Some "notables" from this period include what was to be Suzanne Sommers big post-Three's Company comeback "She's The Sheriff" (actual tagline from an old print ad for this show: "She's The Sheriff and she's got the laughs...locked up!"

https://youtube.com/watch?v=YsAZcf_O7Kg
And perhaps even worse than "Small Wonder" was "Out of This World", which lasted a whole four seasons.

https://youtube.com/watch?v=6D1DtHQ3Q0M
The premise, a girl hits her early teens and discovers that she now has strange powers activated when she touches her index fingers together. Her mother finally tells her the truth about her father, he was actually an alien who was forced to return to his home planet, and now she's developing alien powers. Her mother gives her a box that allows her to communicate with her father. Every week, she tries to solve some problem using her powers, only to make things worse. Her father gives her some kind of useless advice that sounds like a lesson, as does her mother. In the end, she learns her lesson about caring and sharing and all that. Like with most of these cheap first-run syndicated sitcoms every joke is unspeakably lame and every punchline can be predicted about a minute before it arrives.

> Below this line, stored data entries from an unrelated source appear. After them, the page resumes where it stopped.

Issue #10344, opened 2022-04-14
The example in the documentation in section 'Add your own static files to the build assets' is incorrect


Thecarisma:
### Describe the bug

In the [Add your own static files to the build assets](https://www.sphinx-doc.org/en/master/development/theming.html#add-your-own-static-files-to-the-build-assets) documentation example 

```python
from os import path
from sphinx.util.fileutil import copy_asset_file

def copy_custom_files(app, exc):
    if app.builder.format == 'html' and not exc:
        staticdir = path.join(app.builder.outdir, '_static')
        copy_asset_file('path/to/myextension/_static/myjsfile.js', staticdir)

def setup(app):
    app.connect('builder-inited', copy_custom_files)
```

It has a theme song that belongs to no real genre and a canned laughtrack that is used every time a character so much as moves.
Oh, and her father was voiced by one of the show's producers...Burt Reynolds.

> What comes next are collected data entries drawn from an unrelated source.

PR #10355, opened 2022-04-16
Move `babel` support to a dedicated utility file

AA-Turner:
Running arbitrary commands from `setup.py` [is deprecated](https://blog.ganssle.io/articles/2021/10/setup-py-deprecated.html). This moves the babel and translations support to a decdicated file, `utils/babel_runner.py`, and updates documentation and the transifex workflow to match.

A

### Feature or Bugfix
- Refactoring


tk0miya (approved):
LGTM!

https://youtube.com/watch?v=grOz37stTbM

Every single one of these sounds like excellent fodder for Best of the Worst.
 
Every single one of these sounds like excellent fodder for Best of the Worst.
Making Rich Evans and Jay sit down and watch an entire season of some bizarre sitcom would be a new form of torture Mike could bring to the table. It’s like Black Spine, only instead of a random tape, it’s a season of some crappy sitcom.
 
Making Rich Evans and Jay sit down and watch an entire season of some bizarre sitcom would be a new form of torture Mike could bring to the table. It’s like Black Spine, only instead of a random tape, it’s a season of some crappy sitcom.

I was thinking a random episode of five or six different shows for a BotW, but a long form Re:View that ends with Rich or Jay slowing going insane might be even better.
 
I was thinking a random episode of five or six different shows for a BotW, but a long form Re:View that ends with Rich or Jay slowing going insane might be even better.
Be a lot better than watching their love for TNG die.
 
To be fair, Woods is culturally much closer to his Thai side. His Thai mom advises him regularly on many matters.

I get that, but Carlin's dismissal was nothing so nuanced. It literally went: "Don't give me Tiger Woods. He ain't black. He lives and acts like a white man. Skin alone don't make you black."

I could probably buy that from a black comic. From Carlin it felt genuinely racist. But mostly what it felt like was that he was a cranky old fuck so calcified in his views he couldn't even entertain the possibility that the world might have changed since he dreamed up the bit.
 
I get that, but Carlin's dismissal was nothing so nuanced. It literally went: "Don't give me Tiger Woods. He ain't black. He lives and acts like a white man. Skin alone don't make you black."

I could probably buy that from a black comic. From Carlin it felt genuinely racist. But mostly what it felt like was that he was a cranky old fuck so calcified in his views he couldn't even entertain the possibility that the world might have changed since he dreamed up the bit.
Ok, that is pretty racist.
 
Ok, that is pretty racist.

It's amazing me to no one has ever called him out for it. I'm the only person I know who was bothered by it. I can only assume he never incorporated that into the bit and almost no one bought the book.
 
Psst, guys! I’ve discovered how they keep the VCR repair shop in business!